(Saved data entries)

PR #160, opened 2018-05-15
Add null check to nested queue

rakhad:


Source/Task/AsyncQueue.cpp
```diff
@@ -534,6 +534,12 @@ STDAPI CreateNestedAsyncQueue(
     _In_ async_queue_handle_t parentQueue,
     _Out_ async_queue_handle_t* queue)
 {
+    if (parentQueue == nullptr)
+    {
+        *queue = nullptr;
+        return S_OK;
+    }
```
jplafonta: Should this just be in the if check below? Instead of return E_INVALIDARG

brianpepin: ? This looks like an error.  Why would I legitimately call this with a null parent?  I'd be tempted to crash.  Note that if you call with the queue field in providerData, that is never null (we put a default version in there if null was passed into the async block).

brianpepin:
Sweet!

On May 15, 2018, at 6:28 PM, Ramsey <notifications@github.com<mailto:notifications@github.com>> wrote:


Closed #160<https://na01.safelinks.protection.outlook.com/?url=https%3A%2F%2Fgithub.com%2FMicrosoft%2FlibHttpClient%2Fpull%2F160&data=02%7C01%7Cbrianpe%40microsoft.com%7Cd65c824feab749c3800308d5bacc5343%7C72f988bf86f141af91ab2d7cd011db47%7C1%7C0%7C636620309084549960&sdata=hGt6FQYcd5alLdPV8jTil9s%2F9gyPjQOAm70LLT5MBgk%3D&reserved=0>.

PR #164, opened 2018-05-17
Signal wait after completion callback and enable non-win32 waits

brianpepin:
This change does the following:

- Changes the wait event semantics so the event is signaled only after the completion has run.  This makes it trivial to turn an async call into a sync call.  The wait is also alterable now.

- We now use a condition variable for non-win32 waits.  Unfortunately condition variables don't support alertable states so I needed both code paths.

- Fixed errors -- we now define as constants by undef/redef on down level win32 compilers.  This is unnecessary on VS 2017.  Also fixed the numeric error values for E_TIME_CRITICAL_THREAD.


Build/libHttpClient.UnitTest.140.TE/libHttpClient.UnitTest.140.TE.vcxproj.filters
```diff
@@ -193,9 +193,12 @@
     </Filter>
     <Filter Include="C++ Source\Logger">
       <UniqueIdentifier>{4FAC39B2-DCB4-3476-AEEF-548A5C43612D}</UniqueIdentifier>
+<<<<<<< HEAD
+=======
     </Filter>
     <Filter Include="C++ Source\Logger\Win">
       <UniqueIdentifier>{11DB47ED-9A1E-3493-8CA8-5F3BE24F13F1}</UniqueIdentifier>
+>>>>>>> master
     </Filter>
```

■ Exercise aim:
All records above are to be output again exactly as they stand.

■ Written answer:
PR #160, opened 2018-05-15
Add null check to nested queue

rakhad:


Source/Task/AsyncQueue.cpp
```diff
@@ -534,6 +534,12 @@ STDAPI CreateNestedAsyncQueue(
     _In_ async_queue_handle_t parentQueue,
     _Out_ async_queue_handle_t* queue)
 {
+    if (parentQueue == nullptr)
+    {
+        *queue = nullptr;
+        return S_OK;
+    }
```
jplafonta: Should this just be in the if check below? Instead of return E_INVALIDARG

brianpepin: ? This looks like an error.  Why would I legitimately call this with a null parent?  I'd be tempted to crash.  Note that if you call with the queue field in providerData, that is never null (we put a default version in there if null was passed into the async block).

brianpepin:
Sweet!

On May 15, 2018, at 6:28 PM, Ramsey <notifications@github.com<mailto:notifications@github.com>> wrote:


Closed #160<https://na01.safelinks.protection.outlook.com/?url=https%3A%2F%2Fgithub.com%2FMicrosoft%2FlibHttpClient%2Fpull%2F160&data=02%7C01%7Cbrianpe%40microsoft.com%7Cd65c824feab749c3800308d5bacc5343%7C72f988bf86f141af91ab2d7cd011db47%7C1%7C0%7C636620309084549960&sdata=hGt6FQYcd5alLdPV8jTil9s%2F9gyPjQOAm70LLT5MBgk%3D&reserved=0>.

PR #164, opened 2018-05-17
Signal wait after completion callback and enable non-win32 waits

brianpepin:
This change does the following:

- Changes the wait event semantics so the event is signaled only after the completion has run.  This makes it trivial to turn an async call into a sync call.  The wait is also alterable now.

- We now use a condition variable for non-win32 waits.  Unfortunately condition variables don't support alertable states so I needed both code paths.

- Fixed errors -- we now define as constants by undef/redef on down level win32 compilers.  This is unnecessary on VS 2017.  Also fixed the numeric error values for E_TIME_CRITICAL_THREAD.


Build/libHttpClient.UnitTest.140.TE/libHttpClient.UnitTest.140.TE.vcxproj.filters
```diff
@@ -193,9 +193,12 @@
     </Filter>
     <Filter Include="C++ Source\Logger">
       <UniqueIdentifier>{4FAC39B2-DCB4-3476-AEEF-548A5C43612D}</UniqueIdentifier>
+<<<<<<< HEAD
+=======
     </Filter>
     <Filter Include="C++ Source\Logger\Win">
       <UniqueIdentifier>{11DB47ED-9A1E-3493-8CA8-5F3BE24F13F1}</UniqueIdentifier>
+>>>>>>> master
     </Filter>
```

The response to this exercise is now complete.